Neyman-Pearson Lemma a quick question about the NP lemma.
So that NP Lemma is tool to find a critical region which minimizes the type $2$ error in hypothesis testing for a fixed size of the test. We usually end up with a critical region of the form $\{ \underline{x}:\overline{x} \geq c\}$ or $\{ \underline{x}:\overline{x} \leq c\}$ where $c$ is some constant related to the size of the test. 
What I am interested in is, is there a quick way to determine the sign in the critical region, i.e. make a sanity check? I expect it to be related to the expectation of the distribution the random variables are from.
For example: Suppose $X_1, . . . , X_n$ is a random sample from $N(µ, σ^2)$ where the variance is known.Find the most powerful test of size α of $H_0 : µ = 0$ against $H_1 : µ = µ_1$, where $µ_1 > 0$.
The critical region will be of the form  $\{ \underline{x}:\overline{x} \geq c\}$ and if we change $H_1$ to $µ_1 < 0$ then the region will be  $\{ \underline{x}:\overline{x} \leq c\}$
Cheers
 A: In an elementary case such as the one you mention, you can let intuition
be your guide. You are dealing with data $\mathbf{x}$ from $\mathsf{Norm}(\mu,\sigma)$ with $\mu$ unknown and $\sigma$ known. The sample mean
$\bar x$ gives information about the population mean $\mu.$ 
Therefore, if you are testing
$H_0: \mu = 0$ vs. $H_1: \mu = \mu_1 > 0$, then you would favor $H_1$ (reject)

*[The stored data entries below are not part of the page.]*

Issue #2126, opened 2018-10-22
Bilibili Live error


aliofwind:
## Bug Report

- [x] This is a bug report and I have read the contribution guidelines.

### Description

Bilibili Live error

### Reproduction steps / Explicit stream URLs to test

1. https://live.bilibili.com/3
2. https://live.bilibili.com/14047
3. https://live.bilibili.com/*

### Log output

```
C:\Users\aliof>streamlink -p potplayermini64 https://live.bilibili.com/3 best
[cli][info] Found matching plugin bilibili for URL https://live.bilibili.com/3
error: Unable to parse JSON: Expecting value: line 1 column 1 (char 0) ()
```

### Additional comments, screenshots, etc.

[Love Streamlink? Please consider supporting our collective. Thanks!](https://opencollective.com/streamlink/donate)

qkolj:
I cannot reproduce your issue, `streamlink https://live.bilibili.com/3 best` works for me without any problems. Are you sure you are using the latest version?

aliofwind:
bililive team said that they modified the address of the playurl yesterday, but the original address was restored after the test. thanks

undeadking:
same problem again

```
streamlink https://live.bilibili.com/3 best -l debug
[cli][debug] OS:         macOS 10.13.6
[cli][debug] Python:     3.7.0
[cli][debug] Streamlink: 0.14.2
[cli][debug] Requests(2.19.1), Socks(1.6.7), Websocket(0.48.0)
[cli][info] Found matching plugin bilibili for URL https://live.bilibili.com/3
error: Unable to parse JSON: Expecting value: line 1 column 1 (char 0) ()
```

PR #2129, opened 2018-10-23
plugins.bilibili: Fix plugin after API change

qkolj:
#2126 was closed because we couldn't reproduce the issue OP had, but it appears that the website indeed changed its API as @undeadking pointed out. With these changes, the plugin works again, but I am unsure if they will revert back API changes again (as it already happened when #2126 was closed).


gravyboat:
Talk about annoying to flip flop back and forth between APIs. Thanks for the fix @qkolj.

PR #2137, opened 2018-10-24
Add a note about specifying the full player path

gravyboat:
I added a note under the configuration file contents about adding the full path because I realized we don't have one in the config file example. I also updated the APPDATA note since with Windows 10 it's now `AppData`

### DIFF
--- a/docs/cli.rst
+++ b/docs/cli.rst
@@ -106,7 +106,7 @@ You can also specify the location yourself using the :option:`--config` option.
 .. note::
 
   - `$XDG_CONFIG_HOME` is ``~/.config`` if it has not been overridden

for values of $\bar x$ sufficiently far above $0.$ This means that the critical
region is $\{\mathbf{x}: \bar x > c\}$ (and you will have critical
value $c > 0$).
Notes: (a) The reason I specified an elementary case is that you have
to be careful to work through the logic of the N-P Lemma--especially in more advanced situations. For example, suppose
data are from $\mathsf{Exp}(rate = \lambda),$ and you are testing
$H_0: \lambda = 1$ vs. $H_1: \lambda = \lambda_1 > 1.$ Then the sample mean $\bar x$ gives you information about the population mean $\mu = 1/\lambda.$ Then you 
would reject for small values of $\bar x$ because small $\mu$ implies large
$\lambda.$ 
(b) I hope you noticed that I changed Neumann to Neyman in the title of
your question. I am old enough to remember lectures by Jerzy Neyman.
A famous mathematician and early user of computers for simulation in physics and probability was John von Neumann. If you are interested in the history of the mathematical sciences
you might want to google both names.